We chat and drink tea and amuse our hosts, me with my squirrely Chinese and my friend with her firm determination to get the absolute lowest price. At times Mr. Wang rolls his eyes heavenward when the bargaining gets intense. We are all obviously having a grand time, but after about an hour we realize it is getting late, we are freezing and far from home. I glance at the large bed, which fills more than half of the room, and my eyes trail down to the floor beneath it. There are visible four wooden legs of a lovely golden hue (yellow rosewood? - I cross my fingers), legs that do not belong to the bed. They turn out to belong to a low table about a meter square, whose top lies on a blanket facing the floor. I see instantly that it is the perfect height for a coffee table.
I wonder about the condition of the top. Will it match the lovely quality of the legs or is it scarred and pitted? I ask that the piece be pulled out so that I can inspect it carefully. No way! The space beside the bed is so narrow that there is no way to extricate the table without shifting about half the objects in the room. Mr.Wang assures me that it is in perfect condition and I take his word for it. He has always played fair with me and I trust him not to change now.

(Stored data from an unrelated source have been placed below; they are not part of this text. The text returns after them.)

PR #1468, opened 2020-08-18
Allow simple and variable products with zero/empty price to sync

wvega:
# Summary

This PR consolidates the logic to determine whether a product should be synced into the `Products::product_should_be_synced()` and updates the rules to allow simple and variable products (and their variations) that have zero or empty price to be synced.

## Details

The tests from #1422 and #1423 should ensure that existing behavior doesn't change as we update other methods to use the rules now defined in `Products::product_should_be_synced()`.

### Setup

1. Install Composite Products: https://cloud.skyver.ge/mXuANdoD
1. Install and Configure Facebook for WooCommerce 
1. Set Default customer location to Shop base address 
1. Set Prices entered with tax to `No`
1. Set Display prices in the shop to `Excluding tax`
1. Add a 10% tax that matches the shop base address

#### Display prices excluding tax

1. Create a product with empty price
    - [x] The product is synced to Facebook with price $0.00
1. Create a product with $10 as price
    - [x] The product is synced to Facebook with price $10.00
1. Create a product with $10 as price and set Facebook price to 15
    - [x] The product is synced to Facebook with price $15.00
1. Create a variable product with:
    - Variation 1 with empty price
    - Variation 2 with $10 as price
    - Variation 3 with $10 as price and $15 as Facebook price
1. The variations are synced to Facebook
    - [x] Variation 1 is synced to Facebook with price $0.00
    - [x] Variation 2 is synced to Facebook with price $10.00
    - [x] Variation 3 is synced to Facebook with price $15.00
1. Create a Composite Product
    - Do not define a regular price or sale price
    - Add two components configured to be priced individually
1. The Composite Product is synced to Facebook
    - [x] The price of the composite product on Facebook matches the price of the product in the shop
1. Add a Bookable Product with a base cost of $5 and block cost of $2
    - [x] The price of the bookable product on Facebook is $7 

#### Display prices including tax

1. Set Display prices in the shop to `Including tax`
1. Sync products from WooCommerce > Facebook > Product sync
    - [x] The empty price product is synced to Facebook with price $0.00
    - [x] The $10 product is synced to Facebook with price $11.00
    - [x] The $15 product is synced to Facebook with price $15.00 (taxes are not applied to overwritten Facebook prices)
    - [x] Variation 1 is synced to Facebook with price $0.00
    - [x] Variation 2 is synced to Facebook with price $11.00
    - [x] Variation 3 is synced to Facebook with price $15.00 (taxes are not applied to overwritten Facebook prices)
    - [x] The price of the composite product on Facebook includes taxes and matches the price of the product in the shop
    - [x] The price of the bookable product on Facebook is $7.70

## Before merge

- [x] I have confirmed that the changes from https://github.com/facebookincubator/facebook-for-woocommerce/pull/1439 were integrated into this branch

### DIFF
--- a/facebook-commerce.php
+++ b/facebook-commerce.php
@@ -1299,10 +1299,7 @@ class WC_Facebookcommerce_Integration extends WC_Integration {
 
 	function create_product_item( $woo_product, $retailer_id, $product_group_id ) {
 
-		$product_data               = $woo_product->prepare_product( $retailer_id );
-		if ( ! $product_data['price'] ) {
-			return 0;
-		}
+		$product_data = $woo_product->prepare_product( $retailer_id );
 
 		$product_result = $this->check_api_result(
 			$this->fbgraph->create_product_item(
--- a/facebook-commerce.php
+++ b/facebook-commerce.php
@@ -896,6 +896,7 @@ class WC_Facebookcommerce_Integration extends WC_Integration {
 				case 'simple':
 				case 'booking':
 				case 'external':
+				case 'composite':
 					$this->on_simple_product_publish( $wp_id );
 				break;
 
--- a/facebook-commerce.php
+++ b/facebook-commerce.php
@@ -572,11 +572,11 @@ class WC_Facebookcommerce_Integration extends WC_Integration {
 		global $post;
 
 		$woo_product         = new WC_Facebook_Product( $post->ID );
-		$fb_product_group_id = $this->get_product_fbid(
-			self::FB_PRODUCT_GROUP_ID,
-			$post->ID,
-			$woo_product
-		);
+		$fb_product_group_id = null;
+
+		if ( $woo_product->woo_product instanceof \WC_Product && Products::product_should_be_synced( $woo_product->woo_product ) ) {
+			$fb_product_group_id = $this->get_product_fbid( self::FB_PRODUCT_GROUP_ID, $post->ID, $woo_product );
+		}
 
 		?>
 			<span id="fb_metadata">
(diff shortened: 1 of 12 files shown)


wvega:
@ChaseWiseman thank you for reviewing and for chatting those errors! I was able to reproduce all of them 🙏

>The `visibility` property seems to be acting strange

I broke thise one on an previous PR ([commit](https://github.com/facebookincubator/facebook-for-woocommerce/commit/d7d2c85ef27b9a8dc9a00538186608ea4057384a)). I think a proper fix is to rely on `Products::is_product_visible()` to set the value of that property, instead of using `::is_hidden()`.

I added integration tests (dfa6a9c2623dc17f5176ec6c3414e5cc07a7d4a4) and a fix (c57b6dc). Then removed the last usage of `is_hidden()` (0b360b3) and deprecated the method (8171747).

>Create a product with $10 as price and Create a product with $10 as price and set Facebook price to 15

These two were caused by the price cache I added to `Products::get_product_price()`. I removed the cache for now as I can't guarantee that the correct price is set the first time the method is called for a product (b0b0fed).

This time I negotiate a bit harder and we arrive at a price that seems to greatly please both of us. He will deliver it tomorrow, after he has somehow extracted it from its tight quarters. Sure enough, it arrives by tricycle cart the next evening, in perfect condition as promised -- and gorgeous. The photograph accompanying this article shows it as the centerpiece in the drawing room of my fin du siecle flat in Paris.
We are sated with shopping and are beginning to run out of money, so we reluctantly call a halt. We watch while our many and sundry purchases are carefully wrapped in newspaper and then placed in large plastic bags, one for each of us, with Mr. Wang carrying the third and heaviest. He reconnoiters the lane: empty. We bid our farewells to the happy family and quickly slip out into the narrow alleyway, where we walk single-file in silence toward the larger lane ahead. Mr. Wang walks us to the vicinity of our car and then turns over his large bag to us. It is now late and the streets are fortunately empty as we stagger to the car and stow our purchases in the boot.
Our lives moved on, my friend left Shanghai, never to return, and I never saw Mr. Wang again. It gradually became, upon reflection, almost a dream; I wondered if I had ever really made such an excursion those many years ago. One day in 2001 as I walked along a side street near the Gascogne I spotted an antique shop that I had not noticed before.
The eternal collector, I of course nipped in to see what was inside.
To my amazement there stood Mr. Wang and his wife. To me they seemed not one bit older than I remembered them. They recognized me immediately and even remembered my Chinese name.
I pop by now and then and we reminisce fondly over that daring excursion into forbidden territory of twenty years ago. Mr. Wang still deals in antiques and, although his prices have naturally escalated quite a bit, he still has an interesting and eclectic collection on offer.
And the newborn baby girl we saw lying in the big bed with her mother those many years ago is now at university.
It does give you pause to reflect on the cycles of history, doesn't it?